Return every entry in full, with no alterations.

********

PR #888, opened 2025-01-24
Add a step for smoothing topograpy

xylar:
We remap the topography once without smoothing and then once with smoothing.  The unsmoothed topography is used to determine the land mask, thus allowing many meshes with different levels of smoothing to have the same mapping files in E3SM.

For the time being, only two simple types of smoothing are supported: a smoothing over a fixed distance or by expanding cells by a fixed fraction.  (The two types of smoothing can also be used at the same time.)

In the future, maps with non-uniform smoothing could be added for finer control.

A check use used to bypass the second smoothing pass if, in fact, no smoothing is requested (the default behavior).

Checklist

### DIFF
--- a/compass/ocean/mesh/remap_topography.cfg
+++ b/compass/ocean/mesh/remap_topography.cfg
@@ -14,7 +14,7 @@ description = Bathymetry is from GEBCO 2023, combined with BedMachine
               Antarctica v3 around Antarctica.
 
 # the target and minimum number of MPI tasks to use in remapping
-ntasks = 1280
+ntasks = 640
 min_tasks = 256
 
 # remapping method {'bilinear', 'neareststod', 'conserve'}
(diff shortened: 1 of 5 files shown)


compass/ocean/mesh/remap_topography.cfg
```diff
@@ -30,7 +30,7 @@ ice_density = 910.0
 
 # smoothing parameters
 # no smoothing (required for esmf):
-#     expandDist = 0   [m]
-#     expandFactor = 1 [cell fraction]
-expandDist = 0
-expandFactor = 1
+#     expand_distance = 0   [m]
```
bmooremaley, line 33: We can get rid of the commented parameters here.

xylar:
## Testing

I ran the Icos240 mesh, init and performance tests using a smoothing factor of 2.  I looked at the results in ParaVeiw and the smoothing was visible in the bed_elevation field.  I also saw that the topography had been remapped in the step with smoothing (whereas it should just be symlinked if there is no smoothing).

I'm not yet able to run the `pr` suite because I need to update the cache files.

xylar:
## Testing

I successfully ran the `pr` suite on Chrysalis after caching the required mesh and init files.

********

WRITTEN SOLUTION
PR #888, opened 2025-01-24
Add a step for smoothing topograpy

xylar:
We remap the topography once without smoothing and then once with smoothing.  The unsmoothed topography is used to determine the land mask, thus allowing many meshes with different levels of smoothing to have the same mapping files in E3SM.

For the time being, only two simple types of smoothing are supported: a smoothing over a fixed distance or by expanding cells by a fixed fraction.  (The two types of smoothing can also be used at the same time.)

In the future, maps with non-uniform smoothing could be added for finer control.

A check use used to bypass the second smoothing pass if, in fact, no smoothing is requested (the default behavior).

Checklist

### DIFF
--- a/compass/ocean/mesh/remap_topography.cfg
+++ b/compass/ocean/mesh/remap_topography.cfg
@@ -14,7 +14,7 @@ description = Bathymetry is from GEBCO 2023, combined with BedMachine
               Antarctica v3 around Antarctica.
 
 # the target and minimum number of MPI tasks to use in remapping
-ntasks = 1280
+ntasks = 640
 min_tasks = 256
 
 # remapping method {'bilinear', 'neareststod', 'conserve'}
(diff shortened: 1 of 5 files shown)


compass/ocean/mesh/remap_topography.cfg
```diff
@@ -30,7 +30,7 @@ ice_density = 910.0
 
 # smoothing parameters
 # no smoothing (required for esmf):
-#     expandDist = 0   [m]
-#     expandFactor = 1 [cell fraction]
-expandDist = 0
-expandFactor = 1
+#     expand_distance = 0   [m]
```
bmooremaley, line 33: We can get rid of the commented parameters here.

xylar:
## Testing

I ran the Icos240 mesh, init and performance tests using a smoothing factor of 2.  I looked at the results in ParaVeiw and the smoothing was visible in the bed_elevation field.  I also saw that the topography had been remapped in the step with smoothing (whereas it should just be symlinked if there is no smoothing).

I'm not yet able to run the `pr` suite because I need to update the cache files.

xylar:
## Testing

I successfully ran the `pr` suite on Chrysalis after caching the required mesh and init files.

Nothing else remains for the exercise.